* _WHAT TO WORK ON_
How many of the lines below contain "Cancel"? Reply with only that figure.

* _AVAILABLE DATA_

Issue #112, opened 2019-04-18
Add Confirmation of Removal to Node Credentials


vjeffrey:
# User Story

original issue: https://chefio.atlassian.net/secure/RapidBoard.jspa?rapidView=261&modal=detail&selectedIssue=UI-164

# Overview
Currently, there is no confirmation modal when removing a node credential; this story adds one.

# Design Details
[Zeplin](https://zpl.io/bldRgXD)
- Leverage the delete confirmation on the other settings pages (Users, Tokens, etc)
- Heading: Remove Node Credential?
- Message: Removing node credential: \<credential name\> cannot be undone.
- Primary destructive button: Remove Credential
- Tertiary button: Cancel
- Close button: close icon

==> Search for <app-delete-object-modal> in the code base and you will find 6 examples (at last count) of how this reusable component may be used for this task.

# Accessibility Details
Heading should use an h2

## Tab Order
1. close button
2. Remove Credential button
3. Cancel button
4. go to 1.

PR #1351, opened 2019-08-26
added changes to show confirmation box to remove node cred

vinay033:

Currently, there is no confirmation modal when removing a node credential, I have added changes for the confirmation modal, if the user clicks to delete the node credential then confirmation modal will be displayed same like user and API token.

https://github.com/chef/automate/issues/112

### :camera: Screenshots
Screenshot from 2019-08-26 14-46-54


components/automate-ui/src/app/components/delete-object-modal/delete-object-modal.component.html
```diff
@@ -1,6 +1,7 @@
 <chef-modal [visible]="visible" (close)="closeEvent()">
-  <h2 slot="title">Delete {{objectNoun | titlecase}}?</h2>
-  <div>
+  <h2 *ngIf="!nodeCredObject" slot="title">Delete {{objectNoun | titlecase}}?</h2>
+  <h2 *ngIf="nodeCredObject" slot="title">Remove Node {{objectNoun | titlecase}}?</h2>
```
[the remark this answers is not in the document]
vinay033: I have added changes, please have a look.

components/automate-ui/src/app/components/delete-object-modal/delete-object-modal.component.html
```diff
@@ -1,6 +1,6 @@
 <chef-modal [visible]="visible" (close)="closeEvent()">
-  <h2 slot="title">Delete {{objectNoun | titlecase}}?</h2>
-  <div>
+  <h2 slot="title">{{ObjectAction}} {{objectNoun | titlecase}}?</h2>
+  <div *ngIf="!nodeCredObject">
```
bcmdarroch: Thanks for adding `ObjectAction`! I've got one more ask: let's drop `nodeCredObject` from this component and use a pipe [like this](https://github.com/chef/automate/blob/master/components/automate-ui/src/app/pipes/pluralize.pipe.ts) instead. I think this would work (though I haven't tested it):
```
export class ContinuousPipe implements PipeTransform {

  transform(value: string): string {
    const lastIndex = value.length - 1
    if (value) {
      if (value.charAt(lastIndex) == 'e') {
        return value.slice(0, lastChar - 1) + 'ing';
      } else {
        return value + 'ing';
      }
    }
    return value;
  }
}
```

Then we use `{{ ObjectAction | continuous }}` in the template

vinay033: I have implemented pipe the same as you suggested, please have a look.

components/automate-ui/src/app/components/delete-object-modal/delete-object-modal.component.ts
```diff
@@ -1,16 +1,18 @@
...
   templateUrl: './delete-object-modal.component.html',
   styleUrls: ['./delete-object-modal.component.scss']
 })
-export class DeleteObjectModalComponent {
+export class DeleteObjectModalComponent extends ContinuousPipe {
   @Input() visible = false;
   @Input() objectNoun: string;
   @Input() objectName: string;
   @Input() moreDetails: string; // additional details after "action cannot be undone"
+  @Input() ObjectAction: string;
```
bcmdarroch: last small nitpick: 
```suggestion
  @Input() objectAction: string;
```

components/automate-ui/src/app/components/chef-components.module.ts
```diff
@@ -37,13 +37,15 @@ import { SidebarNoShadeComponent } from './sidebar-no-shade/sidebar-no-shade.com
 import { SidebarEntryComponent } from './sidebar-entry/sidebar-entry.component';
 import { TabComponent } from './tab/tab.component';
 import { TabsComponent } from './tabs/tabs.component';
+import { ChefPipesModule } from '../pipes/chef-pipes.module';
```
bcmdarroch: I'm not sure why that needs to be imported there 🤔

vinay033: because if do not import this then getting error like below.
```
ERROR in : The pipe 'continuous' could not be found ("
  <div>
    <span *ngIf="moreDetails">
      {{ [ERROR ->]ObjectAction | continuous }} {{objectNoun}} {{objectName}} <strong>cannot be undone</strong><br>
    ")
: The pipe 'continuous' could not be found ("
    </span>
    <span *ngIf="!moreDetails">
      {{ [ERROR ->]ObjectAction | continuous }} {{objectNoun}} {{objectName}} <strong>cannot be undone</strong>.
    </s")

```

* _PROBLEM SOLUTION_
2